自営業で必要経費の実額控除が認められているのに給与所得者は法定の概算控除しか認められないのは不公平だという批判を受け、一定の実額控除を認めたものが「特定支出控除」だ。 

特定支出控除では、一定の経費の合計が給与所得控除の半分を超える場合、その超えた部分を給与所得控除に加えることができる。 

一定の経費には、通勤費、研修費、転勤に伴う転居費などがある。2013年からは弁護士や税理士などの資格が仕事に必要ならばその資格取得費、仕事関係の図書費や衣服費、交際費などが追加された。2018年税制改正では、単身赴任者の帰宅旅費の回数に制限があったのを撤廃し、職務上の旅費も認められることになった。

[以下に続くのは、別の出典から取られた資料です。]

PR #1519, opened 2023-10-02
[begin]: event_factory should cancel Close context in case of reselect

glazychev-art:
## Description
Chain elements in Closes can rely on the context and its timeout. Therefore, after the operation is completed, the context must be canceled.

## How Has This Been Tested?

- [ ] Tested manually
- [ ] Have not tested

## Types of changes

- [x] Bug fix
- [ ] New functionality
- [ ] Documentation
- [ ] Refactoring
- [ ] CI

### DIFF
--- a/pkg/networkservice/common/begin/event_factory.go
+++ b/pkg/networkservice/common/begin/event_factory.go
@@ -101,13 +101,13 @@ func (f *eventFactoryClient) Request(opts ...Option) <-chan error {
 			request := f.request.Clone()
 			if o.reselect {
 				ctx, cancel := f.ctxFunc()
-				defer cancel()
 				_, _ = f.client.Close(ctx, request.GetConnection(), f.opts...)
 				if request.GetConnection() != nil {
 					request.GetConnection().Mechanism = nil
 					request.GetConnection().NetworkServiceEndpointName = ""
 					request.GetConnection().State = networkservice.State_RESELECT_REQUESTED
 				}
+				cancel()
 			}
 			ctx, cancel := f.ctxFunc()
 			defer cancel()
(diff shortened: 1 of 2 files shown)


pkg/networkservice/common/begin/event_factory.go
```diff
@@ -101,13 +101,13 @@ func (f *eventFactoryClient) Request(opts ...Option) <-chan error {
 			request := f.request.Clone()
 			if o.reselect {
 				ctx, cancel := f.ctxFunc()
-				defer cancel()
 				_, _ = f.client.Close(ctx, request.GetConnection(), f.opts...)
```
dualBreath, line 104: LGTM,
ran the test on my side, works fine

Just a small question about the source of the issue: Am I correct in understanding that the original problem occurs because the `cancel()` for `Request` was run before the `cancel()` for `Close`, because they both use the `defer` directive?

dualBreath (approved):

pkg/networkservice/common/begin/event_factory.go
glazychev-art: Not really. Close can use the context somewhere in its goroutine.
And this goroutine will be alive as long as this context is alive. But after the parent Close is completed, this is unnecessary and even dangerous - the goroutine can use the same data as the subsequent Request.
Therefore, before the Request, we need to complete Close call (including its goroutines)

dualBreath: Great, thanks for explanation!

d-uzlov (approved):

denis-tingaikin (approved):

PR #1529, opened 2023-10-13
`begin` should let NSE unregister it self even if it doesn't have an event factory

NikitaSkrynnik:
## Description
`begin` should let NSE unregister it self even if it doesn't have an event factory. Also change `expire` a bit to distinguish between events coming from `begin` and NSE.

## Issue link
https://github.com/networkservicemesh/sdk-k8s/issues/456

## How Has This Been Tested?

- [ ] Tested manually
- [ ] Have not tested

## Types of changes

- [ ] Bug fix
- [ ] New functionality
- [ ] Documentation
- [ ] Refactoring
- [ ] CI

### DIFF
--- a/pkg/registry/common/begin/nse_server.go
+++ b/pkg/registry/common/begin/nse_server.go
@@ -18,7 +18,7 @@ package begin
 
 import (
 	"context"
-	"sync/atomic"
+	"sync"
 
 	"github.com/edwarnicke/genericsync"
 	"github.com/golang/protobuf/ptypes/empty"
@@ -32,8 +32,8 @@ import (
 )
 
 type queue struct {
-	eventCount *atomic.Int64
-	queueChan  chan func()
+	eventCount int
+	sync.Mutex
 }
 
 type beginNSEServer struct {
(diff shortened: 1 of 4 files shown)


pkg/registry/common/begin/nse_server.go
```diff
@@ -92,8 +99,37 @@ func (b *beginNSEServer) Unregister(ctx context.Context, in *registry.NetworkSer
...
+		}
+
+		q.Lock()
+		_, err := next.NetworkServiceEndpointRegistryServer(ctx).Unregister(ctx, in)
+		q.eventCount--
+		if q.eventCount == 0 {
+			b.queueMap.Delete(id)
+		}
+		q.Unlock()
+		return &emptypb.Empty{}, err
```
d-uzlov, line 132: Is there a reason we hold the lock for the whole `next.Unregister` call?
I would think that we only need it for `q.eventCount` manipulations and `b.queueMap.Delete`.

NikitaSkrynnik: Yes, there is a reason for this. Next chain elements can manipulate some data and if we have several concurrent Unregister events it can lead to data races. We need mutex for the whole Unregister call to let only one event go further.

d-uzlov: Oh, I have just noticed that you don't use event factory here.
But now I have a different question: what will happen if we get `Register` call with the same ID as this Unregister call?

NikitaSkrynnik:
Fixed in another PR: https://github.com/networkservicemesh/sdk/pull/1542

PR #1582, opened 2024-02-01
qfix: Do not reset IPContext configuration on the reselect

denis-tingaikin:
## Description
As we'd discussed on the latest meeting, we decided not to clear the IP context on the NSC side.  See at https://github.com/networkservicemesh/deployments-k8s/issues/9888#issuecomment-1906520918

## Issue link
Closes  https://github.com/networkservicemesh/deployments-k8s/issues/9888

## How Has This Been Tested?

- [X] Tested manually
- [ ] Have not tested

## Types of changes

- [X] Bug fix
- [ ] New functionality
- [ ] Documentation
- [ ] Refactoring
- [ ] CI

### DIFF
--- a/pkg/networkservice/ipam/strictipam/server.go
+++ b/pkg/networkservice/ipam/strictipam/server.go
@@ -1,0 +1,69 @@
+// Copyright (c) 2024 Cisco and its affiliates.
+//
+// SPDX-License-Identifier: Apache-2.0
+//
+// Licensed under the Apache License, Version 2.0 (the "License");
+// you may not use this file except in compliance with the License.
+// You may obtain a copy of the License at:
+//
+//	http://www.apache.org/licenses/LICENSE-2.0
+//
+// Unless required by applicable law or agreed to in writing, software
+// distributed under the License is distributed on an "AS IS" BASIS,
+// WITHOUT WARRANTIES OR CONDITIONS OF ANY KIND, either express or implied.
+// See the License for the specific language governing permissions and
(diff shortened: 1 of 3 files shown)


pkg/networkservice/ipam/strictipam/server.go
```diff
@@ -0,0 +1,70 @@
...
+	for _, p := range prefixes {
+		ipPool.AddNet(p)
+	}
+	return next.NewNetworkServiceServer(
+		&strictIPAMServer{ipPool: ipPool},
+		newIPAMServer(prefixes...),
+	)
+}
+
+func (n *strictIPAMServer) areAddressesValid(addresses []string) bool {
```
LionelJouin, line 50: It depends on each NSE and IPAM needs, but here nothing prevent a NSC to request the connection with an IP that is used by another connection.

LionelJouin (approved):

pkg/networkservice/ipam/strictipam/server.go
denis-tingaikin: Yes, it's right. With this patch, we're shifting the responsibility of managing IP contexts to NSEs. I also added a new IPAM wrapper chain element that can be used for clearing unepected addresses (if someone will need this functionality in the future). At this moment, it's used only in unit tests, but it can also be used for common cases, for example, as described in the original issue: https://github.com/networkservicemesh/deployments-k8s/issues/9888 ;)

Issue #1565, opened 2023-12-11
Improve the recovery of NSM clients


denis-tingaikin:

glazychev-art:
Another problem scenario:
**Scenario 5:**
1. Create a cluster.
2. Deploy NSM
3. Deploy NSC and NSE
4. Deploy NetSvc
5. Kill NSE after cmd-nsc-init finished but before cmd-nsc finished
    Actual: connection is not restored by cmd-nsc

**Description:**
After a connection is established by the init-container, it remains unattended for some time until cmd-nsc sends a request.
During this short time, any event that disrupts the connection can occur.
Apparently, this is the responsibility of the `heal` chain element, to monitor and restore such connections.

glazychev-art:
We found that for [begin.Request()](https://github.com/networkservicemesh/sdk/blob/v1.12.0/pkg/networkservice/common/begin/client.go#L70-L86) and for [eventFactory.Request()](https://github.com/networkservicemesh/sdk/blob/v1.12.0/pkg/networkservice/common/begin/event_factory.go#L101-L120) we generally use a very similar logic. 
Over time, the amount of code increases in two places and eventually we support 2 versions.
We got an idea to use `eventFactory.Request()` from `begin.Request()`, rather than using [eventFactory.executor](https://github.com/networkservicemesh/sdk/blob/v1.12.0/pkg/networkservice/common/begin/client.go#L60) directly.

Most likely, this can also help with modifying the **retry** functionality - we can use it from the `eventFactory` (see **Changes** step 2 in the Description)

**Question:**
May we call `Close()` for **_the same connection_**  multiple times?
Or do we consider `Close()` only as an addition to `Request()` (that is the `begin` chain element skips `Close()` if the connection is not ready)?

glazychev-art:
### retry problems
I've considered adding retry after the begin chain element. 
And I found a few problems:
1. `retry` calls `next.Request()` on error
Problem case:
![retry-problem1](https://github.com/networkservicemesh/sdk/assets/17748275/55842a7d-2330-4a15-bc9b-48e8a9dfb483)
If refresh failed, it starts retries until success or context timeout. So, other calls eventFactory calls will be blocked by executor. What if we need to heal the connection?
2. `retry` calls eventFactory on error
Let's imagine that the first client Request failed.
![retry-Page-3](https://github.com/networkservicemesh/sdk/assets/17748275/b4d99450-8559-4a7f-87bd-cd4b27e296f2)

適用される金額が高く、会社から支出の証明書をもらって確定申告する必要があることなどから、現状の利用者は多くない。財務省の資料では2016年で1522件にとどまる。しかし、2013年の改正までは一桁台であったことを考えると範囲次第で大きな影響を与えることが予想される。

2018年税制改正でも、給与所得控除の縮小と抱き合わせるように範囲が拡大された。今後も給与所得控除が高すぎるとの理由で縮小される中で、実額控除がどのように認められていくのか注目する必要がある。

給与所得控除縮小が続く可能性

高所得者への増税は社会に認められやすい。税には富を分配する機能があるからだ。

では、どの年収以上が高所得者なのか。2017年12月に一度、増税対象者が「年収800万円以上」と報道された。その後、与党内で調整が図られ年収850万円以上となった経緯がある。しかし、これは政治的な線引きの結果に過ぎず、今後も増税対象となる年収額は高くなる可能性がある。

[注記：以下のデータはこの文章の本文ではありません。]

PR #1588, opened 2024-02-27
A new chain element for vl3 endpoints that resets IPContext configuration depending on dst and src addresses

NikitaSkrynnik:
## Description
Added a new chain element that resets client's IPContext configuration if its dst and src addresses are from another vl3 subnetwork

## Issue link
https://github.com/networkservicemesh/cmd-nse-vl3-vpp/issues/289

## How Has This Been Tested?

- [x] Tested manually
- [ ] Have not tested

## Types of changes

- [ ] Bug fix
- [x] New functionality
- [ ] Documentation
- [ ] Refactoring
- [ ] CI

### DIFF
--- a/pkg/ipam/strictvl3ipam/server.go
+++ b/pkg/ipam/strictvl3ipam/server.go
@@ -14,8 +14,8 @@
 // See the License for the specific language governing permissions and
 // limitations under the License.
 
-// Package strictipam provides a networkservice.NetworkService Server chain element for building an IPAM server that prevents IP context configuration out of the settings scope
-package strictipam
+// Package strictvl3ipam provides a networkservice.NetworkService Server chain element that resets IP context configuration out of the settings scope
+package strictvl3ipam
 
 import (
 	"context"
@@ -30,7 +30,7 @@ import (
 	"github.com/networkservicemesh/sdk/pkg/tools/ippool"
 )
 
-type strictIPAMServer struct {
+type strictVl3IPAMServer struct {
 	ipPool *ippool.IPPool
 	m      sync.Mutex
 }
@@ -39,7 +39,7 @@ type strictIPAMServer struct {
 func NewServer(ctx context.Context, prefixCh <-chan *ipam.PrefixResponse) networkservice.NetworkServiceServer {
 	var ipPool = ippool.New(net.IPv4len)
 
-	s := &strictIPAMServer{ipPool: ipPool}
+	s := &strictVl3IPAMServer{ipPool: ipPool}
 	go func() {
 		for prefix := range prefixCh {
 			s.m.Lock()
@@ -51,7 +51,7 @@ func NewServer(ctx context.Context, prefixCh <-chan *ipam.PrefixResponse) networ
 	return s
 }
 
-func (n *strictIPAMServer) areAddressesValid(addresses []string) bool {
+func (n *strictVl3IPAMServer) areAddressesValid(addresses []string) bool {
 	n.m.Lock()
 	defer n.m.Unlock()
 
@@ -63,7 +63,7 @@ func (n *strictIPAMServer) areAddressesValid(addresses []string) bool {
 	return true
 }
 
-func (n *strictIPAMServer) Request(ctx context.Context, request *networkservice.NetworkServiceRequest) (*networkservice.Connection, error) {
+func (n *strictVl3IPAMServer) Request(ctx context.Context, request *networkservice.NetworkServiceRequest) (*networkservice.Connection, error) {
 	srcAddrs := request.GetConnection().GetContext().GetIpContext().GetSrcIpAddrs()
 	dstAddrs := request.GetConnection().GetContext().GetIpContext().GetDstIpAddrs()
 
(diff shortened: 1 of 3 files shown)


pkg/ipam/strictvl3ipam/server.go
```diff
@@ -0,0 +1,78 @@
...
+
+	return s
+}
+
+func (n *strictVl3IPAMServer) areAddressesValid(addresses []string) bool {
+	n.m.Lock()
+	defer n.m.Unlock()
+
+	for _, addr := range addresses {
+		if !n.ipPool.ContainsNetString(addr) {
```
glazychev-art, line 59: What if we have multiple addresses? For example, IPv4 and IPv6? Or multiple IPv4?
I would suggest that addresses are valid if at least one is valid.

pkg/ipam/strictvl3ipam/server.go
```diff
@@ -0,0 +1,78 @@
...
+	"github.com/networkservicemesh/sdk/pkg/tools/ippool"
+)
+
+type strictVl3IPAMServer struct {
+	ipPool *ippool.IPPool
+	m      sync.Mutex
+}
+
+// NewServer - returns a new ipam networkservice.NetworkServiceServer that validates the incoming IP context parameters and resets them based on the validation result.
+func NewServer(ctx context.Context, prefixCh <-chan *ipam.PrefixResponse) networkservice.NetworkServiceServer {
```
glazychev-art, line 39: Could you please look at strictipam?
https://github.com/networkservicemesh/sdk/blob/b1a3e26da8573763bc4c200d2aaffb873c7947db/pkg/networkservice/ipam/strictipam/server.go#L36
As you can see it acts as a wrapper for newIPAMServer.
Can we use the same approach here?

pkg/ipam/strictvl3ipam/server.go
```diff
@@ -0,0 +1,70 @@
...
+// NewServer - returns a new ipam networkservice.NetworkServiceServer that validates the incoming IP context parameters and resets them based on the validation result.
+func NewServer(ctx context.Context, vl3IPAMServer networkservice.NetworkServiceServer, ipPool *ippool.IPPool) networkservice.NetworkServiceServer {
+	return next.NewNetworkServiceServer(
+		&strictVl3IPAMServer{ipPool: ipPool},
+		vl3IPAMServer,
+	)
+}
+
+func (s *strictVl3IPAMServer) areAddressesValid(addresses []string) bool {
+	s.ipPool.Lock()
```
glazychev-art, line 43: Why do we need to use the mutex this way?
If there are concerns about concurrency, we can use a lock inside ContainsNetString, isn't it?

pkg/ipam/strictvl3ipam/server.go
```diff
@@ -0,0 +1,70 @@
...
+	}
+	return false
+}
+
+func (s *strictVl3IPAMServer) Request(ctx context.Context, request *networkservice.NetworkServiceRequest) (*networkservice.Connection, error) {
+	srcAddrs := request.GetConnection().GetContext().GetIpContext().GetSrcIpAddrs()
+	dstAddrs := request.GetConnection().GetContext().GetIpContext().GetDstIpAddrs()
+
+	if !s.areAddressesValid(srcAddrs) || !s.areAddressesValid(dstAddrs) {
+		request.Connection.Context.IpContext = &networkservice.IPContext{}
```
glazychev-art, line 63: This is a wrong way. 
A vl3 client can come to the vl3 server on the first request, and this request will already contain the src address of the vl3 client.
This way we will delete addresses that we should not have deleted. 
Perhaps we can only work with dst address.
Please run the vl3 example and see what requests vl3-server works with.

pkg/networkservice/chains/nsmgr/vl3_test.go
```diff
@@ -509,3 +511,73 @@ func Test_FloatingInterdomain_vl3_dns(t *testing.T) {
...
+	prefix2 := "10.10.0.0/24"
+
+	serverPrefixCh <- &ipam.PrefixResponse{Prefix: prefix1}
+	strictIPPool := ippool.NewWithNetString(prefix1)
+
+	_ = domain.Nodes[0].NewEndpoint(
+		ctx,
+		nseReg,
+		sandbox.GenerateTestToken,
+		strictvl3ipam.NewServer(ctx, vl3.NewServer(ctx, serverPrefixCh), strictIPPool),
```
glazychev-art, line 547: can we make it easier to use?

For example:
`strictvl3ipam.NewServer(ctx, vl3.NewServer, ipPool)`
Like this
https://github.com/networkservicemesh/sdk/blob/b1a3e26da8573763bc4c200d2aaffb873c7947db/pkg/networkservice/chains/nsmgr/suite_test.go#L244

pkg/networkservice/connectioncontext/ipcontext/vl3/metadata.go
```diff
@@ -1,4 +1,4 @@
-// Copyright (c) 2022 Cisco and/or its affiliates.
+// Copyright (c) 2022-2024 Cisco and/or its affiliates.
```
glazychev-art, line 1: unnecessary change?

NikitaSkrynnik: this is because I changed the name of this file

denis-tingaikin (approved):

pkg/tools/ippool/ippool.go
```diff
@@ -1,6 +1,6 @@
 // Copyright (c) 2021-2022 Doc.ai and/or its affiliates.
 //
-// Copyright (c) 2022-2023 Cisco and/or its affiliates.
+// Copyright (c) 2022-2024 Cisco and/or its affiliates.
```
glazychev-art, line 3: Do we need changes in this file?

glazychev-art (approved):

また、2018年税制改正は「働き方の多様化に合わせた」という大義名分を掲げている。現行の税制は、給与、事業、年金といった所得別で取り扱いが異なっている。政府税調は、所得ごとの取り扱いの差をなくし、どのような働き方でも適用される基礎控除などで税額を調整するべきだと報告した。そして、所得の分類についてさらに検討を進めるよう提案している。

そして、サラリーマン、OLの給与所得控除について、財務省も政府税調も実際の支出に比べ高すぎると認識している。また、日本人の実際の支出との比較だけでなく、主要国との国際比較においても日本は手厚すぎるとの見解を示した。政府税調は中長期的にも国際水準への見直しが必要と主張している。

つまり、2018年税制改正の「高所得者の給与所得控除縮小」「基礎控除の拡充」はまだ始まりに過ぎないのだ。今後も、この方向で税制が変わると予想される。具体的には、対象となる高所得者の線引きや子育て世代への配慮、給与所得控除縮小と表裏にある特定支出控除の拡大などが変化する可能性がある。年収「中の上」の層は、今後も税のニュースに注意が必要だ。